The patients were followed up for 3 years. Fifty-two cases (73 %) had recurrence of rash. Kidney symptoms, joint symptoms, gastrointestinal symptoms were recurred in 29 cases (41 %), 26 cases (37 %) and 14 cases (20 %), respectively. Recurrence of abdominal pain, arthralgia and other symptoms tended to last for a short time. Some children experienced recurrence after withdrawal of treatment, episodes of upper respiratory tract infection or strenuous activity. Among the 37 cases of HSP nephritis, 19 cases (27 %) of proteinuria and urine occult blood turned negative within 1 week to 1 month of incidence, of which urine abnormality was detected in 13 cases (18 %) during first the 2 weeks; in another 15 cases (21 %) urine became normal within 1 month to 1 year and a half; in three cases (4 %) microscopic hematuria, and proteinuria continued to persist in small amounts.

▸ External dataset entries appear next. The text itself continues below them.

PR #5737, opened 2026-08-11
update: new exercise for objects

danil-pavlov:


docs/topics/tour/kotlin-tour-intermediate-objects.md
```diff
@@ -293,48 +293,68 @@ fun main() {
 
 ### Exercise 3 {initial-collapse-state="collapsed" collapsible="true" id="objects-exercise-3"}
 
-You have an app where you want to record temperatures. The class itself stores the information in Celsius, but 
-you want to provide an easy way to create an instance in Fahrenheit as well. Complete the data class so that
+You are building a user registration module for an app. When users are creating accounts, you want to
+validate email addresses without instantiating a `User` object first. Complete the data class so that
```
sarahhaggarty:
```suggestion
You are building a user registration module for an app. You want to keep email validation associated with the `User` class 
and make it available without a `User` instance. Complete the data class so that
```

docs/topics/tour/kotlin-tour-intermediate-objects.md
```diff
@@ -293,48 +293,68 @@ fun main() {
...
 the following code in the `main()` function runs successfully:
```
sarahhaggarty, line 298:
```suggestion

For this exercise, consider an email address valid if it contains both `@` and `.`.

```

docs/topics/tour/kotlin-tour-intermediate-objects.md
```diff
@@ -293,48 +293,68 @@ fun main() {
...
 
 <deflist collapsible="true">
     <def title="Hint">
-        Use a companion object.
+        Use a companion object with a utility function.
```
sarahhaggarty:
```suggestion
        Add an email validation function in a companion object for the `User` class so that you can call the function directly on `User`.
```

sarahhaggarty (commented):
I like the exercise! I suggested some changes to give a little more guidance and explanation why the exercise is set up the way it is.

docs/topics/tour/kotlin-tour-intermediate-objects.md
```diff
@@ -293,48 +293,70 @@ fun main() {
 
 ### Exercise 3 {initial-collapse-state="collapsed" collapsible="true" id="objects-exercise-3"}
 
-You have an app where you want to record temperatures. The class itself stores the information in Celsius, but 
-you want to provide an easy way to create an instance in Fahrenheit as well. Complete the data class so that
+You are building a user registration module for an app. You want to keep email validation associated with the `User` class 
+and make it available without a `User` instance. Complete the data class so that
```
serras: It may be useful to elaborate _why_ we need to make it available without a `User` instance.

serras (approved):
I like the change, I think it should a nicer example of when you definitely cannot use an instance. However, in doing so we lose an example of another different pattern: using companion object methods to _construct_ an instance. For me, both usages of companions are equally interesting, and it would be great if the tour could highlight both.

docs/topics/tour/kotlin-tour-intermediate-objects.md
danil-pavlov: updated the description

danil-pavlov:
> I like the change, I think it should a nicer example of when you definitely cannot use an instance. However, in doing so we lose an example of another different pattern: using companion object methods to _construct_ an instance. For me, both usages of companions are equally interesting, and it would be great if the tour could highlight both.

The problem is that we don't have a theory in the tour for this pattern, but let's add a note that leads to the theory and to examples of factory functions (as an extension of the last exercise for the curious).

docs/topics/tour/kotlin-tour-intermediate-objects.md
```diff
@@ -293,52 +293,79 @@ fun main() {
...
-        Use a companion object.
+        Add an email validation function in a companion object for the `User` class so that you can call the function directly on `User`.
     </def>
 </deflist>
 
 |---|---|
 ```kotlin
-data class Temperature(val celsius: Double) {
-    val fahrenheit: Double = celsius * 9 / 5 + 32
+data class User(val name: String, val email: String) {
```
sarahhaggarty:
```suggestion
```

docs/topics/tour/kotlin-tour-intermediate-objects.md
```diff
@@ -293,52 +293,79 @@ fun main() {
...
+            println("Error: '${email}' is not valid. The email should contain '@' and '.'")
+            // Error: 'bob2example-com' is not valid. The email should contain '@' and '.'
+        }
+    }
 }
 ```
 {initial-collapse-state="collapsed" collapsible="true" collapsed-title="Example solution" id="kotlin-tour-objects-solution-3"}
 
+> As an extension of this exercise, try using class-level functions in companion objects as factory methods to construct
+> instances of a class. For an example of this pattern and more information, see [](object-declarations.md#companion-objects).
```
sarahhaggarty:
```suggestion
> As an extension of this exercise, try using functions in companion objects as factory methods to construct
> instances of a class. For an example and more information about this pattern, see [](object-declarations.md#companion-objects).
```

sarahhaggarty (approved):
Looks great! Just a couple more minor suggestions for you to consider.

PR #5745, opened 2026-08-12
update: new syntax for tours and buttons

danil-pavlov:


docs/topics/native/mapping-function-pointers-from-c.md
```diff
@@ -170,7 +161,14 @@ or use the console command in your terminal, in this example:
...
+<list columns="2" id="tour-nav">
+  <li>
+    <a as="button" href="mapping-struct-union-types-from-c.md" mode="outline" icon="arrow-left" icon-position="left">Previous step</a>
+  </li>
+  <li>
+    <a as="button" href="mapping-strings-from-c.md" mode="classic" icon="arrow-right" icon-position="right">Next step</a>
+  </li>
+</list>
 
 ### See also
```
sarahhaggarty, line 173:
```suggestion
## See also
```

sarahhaggarty (approved):
I noticed one pre-existing nesting error! 🙃

docs/topics/native/mapping-function-pointers-from-c.md
danil-pavlov: I checked, it is consistent with other pages, "See also" under "Next step"

sarahhaggarty: Hmm. But on the staging it shows the first two pages as "See also" on the same level as "Next step" 🤔

danil-pavlov: Oh, thank you for pointing that out! there was a syntax error

docs/topics/jvm/jvm-get-started-spring-boot.md
```diff
@@ -7,17 +7,15 @@ application with Spring Boot and adding a database to store the information.
...
+   <img src="icon-3.svg" width="20" alt="Third step"/> <a href="jvm-spring-boot-add-db-support.md">Add database support for the Spring Boot project</a><br/>
+   <img src="icon-4.svg" width="20" alt="Fourth step"/> <a href="jvm-spring-boot-using-crudrepository.md">Use Spring Data CrudRepository for database access</a><br/>
+</p>
 
 ## Next step
 
-Start by [creating a Spring Boot project](jvm-create-project-with-spring-boot.md) with Kotlin using IntelliJ IDEA.
+<a href="jvm-create-project-with-spring-boot.md" as="button" mode="classic" icon="arrow-right" icon-position="right">Start</a>
 
 ### See also
```
koshachy, line 20: Could you please check (and remove) join the community section if it is not performing?
If it is still there, you can press Start button without scrolling and the first step wouldn't be marked as Completed.

koshachy (approved):
Approved!
Please, take a look at the Spring Boot Join the community section.

docs/topics/jvm/jvm-get-started-spring-boot.md
danil-pavlov: True, there aren't many clicks on those links. Should we move "Community section" to the bottom of the Backend overview instead?

koshachy: I think it makes sense

PR #5748, opened 2026-08-14
chore: update core api reference docs (2.4.20)

ilya-g:
Please ensure that the default Kotlin version on play.kotlinlang.org is updated to 2.4.20-... before merging this, otherwise runnable samples for the functions added in 2.4.20 would produce compilation errors, for example one in `kotlin-stdlib/kotlin.collections/all-distinct.html`


berezinant:
We are going to release this after 2.4.20 on Sept 1

berezinant (approved):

On univariate analysis, gastrointestinal symptoms, increased levels of CRP and D-dimer and scrotal involvement were found to be significantly associated with renal impairment in HSP children with joint manifestations (Table 2). On multivariate logistic regression analysis, scrotal involvement, gastrointestinal symptoms, raised D-dimer levels were independently associated with renal impairment in these children (Table 3).